Gene family, WGD event and phylogenomic analysis

Gene families were identified in 17 species (C. goeringii, D. catenatum, P. equestris, G. elata, Apostasia shenzhenica, Asparagus officinalis, Brachypodium distachyo, O. sativa, S. bicolor, Ananas comosus, Phoenix dactylifera, Musa acuminata, Spirodela polyrhiza, A. thaliana, Populus trichocarpa, Vitis vinifera, and Amborella trichopoda) genomes by OrthoMCL v2.0.9^[60]. A total of 266 single-copy gene families were identified. Single-copy genes shorter than 100 bp were removed, and a total of 160 genes were obtained to construct a supergene for phylogenetic relationships and divergence time analysis. The protein sequences were aligned by MUSCLE v3.8.31^[61] and filtered by trimal^[62]. The dataset was used to construct the phylogenetic tree by Ra×ML^[63] with the nuclear acid substitution model GTRGAMMA.

The divergence time was conducted by MCMCTree in PAML 4.9^[64] with the GTR model. The calibration time was selected as follows: O. sativa–B. distachyo (40–54 Mya)^[65]; A. thaliana–P. trichocarpa (100–120 Mya)^[66]; lower limit of divergence time of monocotyledons and dicotyledons (140 Mya)^[67]; and upper limit of angiosperm formation time (200 Mya)^[68]. The gene family expansion and contraction of 17 species were analysed by CAFE 4^[69].

Genes in the collinear fragments are conserved in function and sequence; these genes also remain highly conserved during evolution. The protein sequences of C. goeringii and P. equestris were analysed to obtain the gene pairs in the collinear region using the default parameters of JCVI v0.9.14^[70]. The Ks (synonymous substitutions per synonymous site) distribution analysis was used to estimate WGD events in the C. goeringii genome. DIAMOND^[71] was used to conduct self-alignment on the protein sequences of C. goeringii with A. shenzhenica, D. catenatum, G. elata, P. equestris, A. officinalis, and C. goeringii and to extract the mutual optimal alignment in the alignment results. Codeml in the PAML package was used to calculate the Ks value^[72].

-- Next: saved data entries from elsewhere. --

PR #4903, opened 2021-11-08
Add renderClearableIndicatorForEmptyValue prop

thepocp:
Adds a new property called "renderClearableIndicatorForEmptyValue".
Usage example:
```tsx
const hasDifferentValues = props.value === DIFFERENT_VALUES;

return (
    <MultiSelect
        value={hasDifferentValues ? [] : props.value}
        onChange={props.onChange}
        className={hasDifferentValues ? styles.has_different_values : undefined}
        placeholder={hasDifferentValues ? 'There are different values' : ''}
        renderClearableIndicatorForEmptyValue={hasDifferentValues}
    />
);
```

### DIFF
--- a/docs/pages/components/index.tsx
+++ b/docs/pages/components/index.tsx
@@ -196,7 +196,7 @@ export default function Components() {
 
         * When \`isClearable\` is false, or when \`isMulti\` is false, and \`isClearable\` is undefined
         * When the select is disabled
-        * When the select has no value
+        * When the select has no value and \`renderClearableIndicatorForEmptyValue\` is not true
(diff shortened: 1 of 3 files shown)


thepocp:
I didn't write what this change is for. Here is the example from my project: several entities are modified in the form, and if the values of entities'attributes are not equal then in the Select the following placeholder is shown "There are different values". And the user has an opportunity to clear the field and/or choose other options.

xiaogwu:
Can we get a maintainer to review this PR?  I think this is a good feature to add.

Gene identification and expression

The MADS-box/MYB gene protein sequences of A. thaliana were downloaded from the TAIR database (https://www.arabidopsis.org). Then, a Blast search was performed against all protein sequences of C. goeringii in TBtools^[73], and those with E-values less than 1e-5 were selected as the candidate proteins. The candidate proteins were submitted to NCBI BLASTp (https://blast.ncbi.nlm.nih.gov/Blast.cgi) to filter the non-MADS-box/MYB proteins. The HMMER suite (http://hmmer.janelia.org) was used to align the TPS protein sequences of C. goeringii against the hidden Markov model of the Pfam profiles of PF01397 and PF03936 (E value < 10⁻⁵)^[74,75]. Further domain analysis was performed in NCBI CDD (Conserved Domain Database, http://www.ncbi.nlm.nih.gov/Structure/cdd/wrpsb.cgi)^[76] to confirm the presence and completeness of the candidate proteins. Multiple sequence alignment was performed in MEGA5.0^[77], and a phylogenetic tree was constructed on the CIPRES website (https://www.phylo.org/portal2). The gene expression levels were indicated by FPKM on the transcriptome data. Resistance genes of C. goeringii were identified by HMMER V3.0 against the hidden Markov model of the NB-ARC domain (Pfam accession PF00931). The TIR and LRR domains were detected using the Pfam_Scan (−E 0.01 –domE 0.01). MARCOIL and paircoil were utilized for identification of the CC motif. Hps70 genes were identified by HMMER V3.0 against the hidden Markov model of the Hps70 domain (Pfam accession PF00012), and combined with the results of Blast to get the final gene set.

Data availability

Genome sequences and whole-genome assemblies have been submitted to the National Center for Biotechnology Information (NCBI) database with BioProject accession number PRJNA749652.